Those were lonely days. Seriously, my only friend was Martin the postman, and I think even he only liked me because I listened to his many--very gory--dog bite stories. And they were cold days, too. We were living in a Victorian-era farmer’s cottage with original 19th century window fixtures. In the study where I worked, there was a gap so big between the two windows that we had to stuff a plastic bag into it to keep the wind and the rain out. (Unfortunately, the spiders still found their way in.)

 

And yet, in another way, they weren’t all that lonely. And they weren’t cold, either. Because I was spending them in a hot, muggy town on the coast of Georgia, with new friends who I found to be very good company, and who fortunately had no dog bite stories.

 

You know, people say that if you want to get to know an author, you should read their debut novel, because it’s the one we spend their whole life up until that point writing. And we never know if there’s going to be another one, so we stuff everything we ever wanted to say into it.
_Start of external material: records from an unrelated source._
PR #2423, opened 2026-06-28
Add opening seed control for selfplay opening randomness

john-sp:
Adds a new selfplay flag, --opening-seed, to control randomness used by shuffled and random opening modes.

### Changes:
- Adds --opening-seed with default -1 to preserve existing nondeterministic behavior.
- Uses the seeded opening RNG for: --openings-mode=shuffled and --openings-mode=random
- Adds a non-breaking Random(int seed) constructor while leaving Random::Get() unchanged.
- Keeps unrelated tournament randomness on the existing global RNG.

### DIFF
--- a/src/selfplay/tournament.cc
+++ b/src/selfplay/tournament.cc
@@ -92,6 +92,9 @@ const OptionId kOpeningsMirroredId{
     "Not really compatible with openings mode random."};
 const OptionId kOpeningsModeId{"openings-mode", "OpeningsMode",
                                "A choice of sequential, shuffled, or random."};
+const OptionId kOpeningSeedId{
+    "opening-seed", "OpeningSeed",
+    "Seed for shuffled and random openings mode. Set to -1 for a random seed."};
 const OptionId kSyzygyTablebaseId{
     "syzygy-paths", "SyzygyPath",
     "List of Syzygy tablebase directories, list entries separated by system "
@@ -134,6 +137,7 @@ void SelfPlayTournament::PopulateOptions(OptionsParser* options) {
   std::vector<std::string> openings_modes = {"sequential", "shuffled",
                                              "random"};
   options->Add<ChoiceOption>(kOpeningsModeId, openings_modes) = "sequential";
+  options->Add<IntOption>(kOpeningSeedId, -1, 2147483647) = -1;
 
   options->Add<StringOption>(kSyzygyTablebaseId);
   SelfPlayGame::PopulateUciParams(options);
@@ -165,6 +169,7 @@ SelfPlayTournament::SelfPlayTournament(const OptionsDict& options,
                        options.GetSubdict("player1").GetSubdict("black")},
                       {options.GetSubdict("player2").GetSubdict("white"),
                        options.GetSubdict("player2").GetSubdict("black")}},
+      opening_random_(options.Get<int>(kOpeningSeedId)),
       uci_responder_(uci_responder),
       game_callback_(game_info),
       tournament_callback_(tournament_info),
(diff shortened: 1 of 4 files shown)


src/selfplay/tournament.cc
```diff
@@ -134,6 +137,7 @@ void SelfPlayTournament::PopulateOptions(OptionsParser* options) {
   std::vector<std::string> openings_modes = {"sequential", "shuffled",
                                              "random"};
   options->Add<ChoiceOption>(kOpeningsModeId, openings_modes) = "sequential";
+  options->Add<IntOption>(kOpeningSeedId, -1, 2147483647) = -1;
```
Menkib64: Seed should be unsigned integer. This would mean option should accept full range from `INT_MIN` to `INT_MAX`. Then the value can be cast to unsigned to use full 32bit unsigned range. Then option parsing needs to first check if option is set using `Exists(kOpeningSeedId)`.

src/selfplay/tournament.cc
```diff
@@ -185,7 +190,7 @@ SelfPlayTournament::SelfPlayTournament(const OptionsDict& options,
     book_reader.AddPgnFile(book);
     openings_ = book_reader.ReleaseGames();
     if (options.Get<std::string>(kOpeningsModeId) == "shuffled") {
-      Random::Get().Shuffle(openings_.begin(), openings_.end());
```
Menkib64, line 188: Random is supposed to be a singleton because mersenne twister uses too much memory. It is possible to do something like
```
if (options.Exists(kOpeningSeedId)) {
  Random::Get().Seed(static_cast<unsigned>(options.Get<int>(kOpeningSeedId)));
}
Random::Get().Shuffle(openings_.begin(), openings_.end());

// random.cc
void Random::Seed(unsigned seed) {
  eng_.seed(seed);
}
```

john-sp: I checked the other `Random::Get()` call sites, and I think seeding the singleton makes the behavior broader than this PR intends.

With the`Random::Get().Seed(...)` approach, `--opening-seed` does control shuffled/random openings, but it also makes later singleton draws deterministic in the same process, including:

- first-game color randomization in `SelfPlayTournament`
- discarded-start chance and discard-pile selection/pruning
- resign playthrough sampling
- `opening-stop-prob` early exit inside `SelfPlayGame`
- classic/dag search Dirichlet noise
- classic/dag root move sampling with temperature
- training data random directory suffixes if training output is written

So I agree with keeping `Random` as a singleton if we want to avoid another `mt19937`, but seeding the singleton directly seems to leak the opening seed into unrelated tournament/search randomness.

Menkib64: Good point.
A solution could be to allocate a temporary random engine in stack which takes the given seed.

john-sp: That sounds good. For shuffled that should be easy enough to implement.
One extra wrinkle is `--openings-mode=random`: right now it calls `Random::Get()` for each new game, so unlike shuffled mode there is not just one up-front operation to seed. I can think of 2 options off the top of my head: 1) Precompute a random opening order from the temporary seeded engine at tournament initialization, then consume that order during play. For endless selfplay or huge number of games (thinking 50k+), regenerate another batch/order when exhausted, likely using an extra uint32 as the seed for the next batch. 2) Use some stateless deterministic mapping from `(opening_seed, game_number)` to an opening index, avoiding a long-lived `mt19937`. I’d need to think a bit more about how to do that cleanly without introducing bias.

Menkib64: We could also use 64 bit linear congruential engine which has much smaller footprint. It should be comparable runtime performance when set correctly to avoid integer division. A potential good generation could be defined based on[ an old recommendation](https://nuclear.llnl.gov/CNP/rng/rngman/node4.html).

```
// https://nuclear.llnl.gov/CNP/rng/rngman/node4.html
using GeneratorType = std::linear_congruential_engine<uint64_t, 2862933555777941757ULL, 3037000493ULL, 0>;
```

I think it should be good enough quality for shuffling. If there is demand for higher quality random numbers with reduced memory footprint, there are other newer alternatives (bit manipulation of LCE or bit operations without Mersene memory requirement). Too bad they haven't made it into standard so they require more code. I think there are C++ libraries for some of them.

Menkib64 (approved):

Looking back at The Ethan I Was Before, I think that’s probably pretty true. When I wrote this book, I was lost and lonely and, besides my family, I didn’t have a lot going for me—no job, no plan for the future. So it’s probably no coincidence that one of my characters, Coralee, says in the book: “sometimes a story is all you have. Sometimes that can be enough.”

 

This story was enough for me.

 

Writing has given me home and sanctuary, comfort and solace. But it has also been one of the greatest joys of my life.

 

I used to think there was nothing better than making words jump to life on the page. And getting to know the characters in this book, and particularly my main characters, Coralee and Ethan, and spending time in Palm Knot, the little seaside town I created for them, that has been an amazing experience, and it has brought me so much happiness.

 

But now I know there is one thing better than being able to make words come to life. And that’s getting to share those words with other people, seeing them come to life for someone else, and maybe even make a difference in someone else’s life.

 

So joy is what I feel when I look out at all of you tonight. Because to be able to do this as a job, to do the thing that I love to do more than anything in the world, and to share it with all of you, is nothing short of a dream come true. It’s been the greatest privilege of my life, and it’s not the kind of dream I can achieve alone. Being here tonight, you are all helping me to achieve it, and I thank you so much for your support.

 

I hope that you will each find home and sanctuary and joy and comfort in this quirky little story, just like I did. I hope that you, like Ethan Truitt, will feel warmly welcomed into Palm Knot, Georgia, hidden Jewel of the South, where nobody is an outsider, even though everyone is kind of a misfit.  

 

* * *

 

And then we ate cake...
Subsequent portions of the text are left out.